Collectively constructing identity-strategy rhetoric: a dynamic interplay of heroes and villains
More Info
expand_more
Abstract
Strategy and identity can work together and enable organizations to reconcile short-term and long-term objectives, but their interplay may easily lead to vicious circles that prevent innovation or jeopardize an organization’s distinctiveness. On the one hand, identity may impede change if the strategic alternatives it allows for do not align with the new problems the organization faces. On the other hand, continuously reconstructing identity along with strategic decisions that are made can result in the organization losing its distinctive, central selling point and potentially even the commitment of the organizational members who identify with it. Previous research has shown how a sustained interplay in which strategy is – over a longer period of time – meaningfully framed by identity and serves to enact identity, may help organizations escape these vicious circles in the long run. Yet, how the day-to-day interactions of groups of organizational members influence the construction and management of a sustained identity-strategy interplay is still underexplored. Consequently, we know little about how organizational members can collectively nourish or compromise a well-balanced relationship between identity and strategy in their organization through their daily interactions.

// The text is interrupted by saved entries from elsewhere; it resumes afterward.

PR #2148, opened 2022-04-20
[DISCOVERY-94] Fix/scan manager unhandled

bruno-fs:


quipucords/conftest.py
```diff
@@ -0,0 +1,63 @@
...
+# pylint: disable=import-outside-toplevel
+from contextlib import suppress
+from unittest.mock import patch
+
+import pytest
+
+
+def _kill_scan_manager(manager_instance):
+    for job in manager_instance.scan_queue:
+        with suppress(AttributeError):
```
nicolearagao, line 25: Is there a difference between using contextlib.suppress and a try/catch besides readability?

quipucords/conftest.py
```diff
@@ -0,0 +1,63 @@
...
+    from scanner import manager
+
+    scan_manager_instance = manager.Manager()
+    with (
+        patch.object(manager, "sleep"),
+        patch.object(manager, "SCAN_MANAGER", scan_manager_instance),
+    ):
+        yield scan_manager_instance
+
+    _kill_scan_manager(scan_manager_instance)
```
nicolearagao, line 53: so after the yield we have the __exit__ and you called the func _kill_scan_manager to do it. Right?

quipucords/conftest.py
```diff
@@ -0,0 +1,63 @@
...
+
+
+@pytest.fixture(autouse=True)
+def _patch_scan_manager(scan_manager):
+    with (
+        patch.object(scan_manager.__class__, "__call__", _return_itself),
+        patch("api.signal.scanjob_signal.manager.Manager", scan_manager),
+        patch("api.signal.scanjob_signal.manager.SCAN_MANAGER", scan_manager),
+    ):
+        yield
```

We opted for a process research design that allowed us to observe and compare interactions of multiple groups of organizational members in concentrated modes of strategy-making, thereby viewing process as an ‘activity’. Adopting a rhetoric-based perspective of identity work and strategy work as continuously inter-weaving dynamics, we study the emotionally-laden, rhetorical accounts of 17 groups of architects during project-oriented strategy workshops to see how they collectively give form to identity-strategy interplays when discussing their daily work. Studying group interactions around identity and strategy in contexts where members pursue multiple, possibly competing goals and uphold multiple, possibly competing identities, such as in architectural firms, is particularly relevant, as such complex, dynamic organizational settings are becoming more and more prevalent.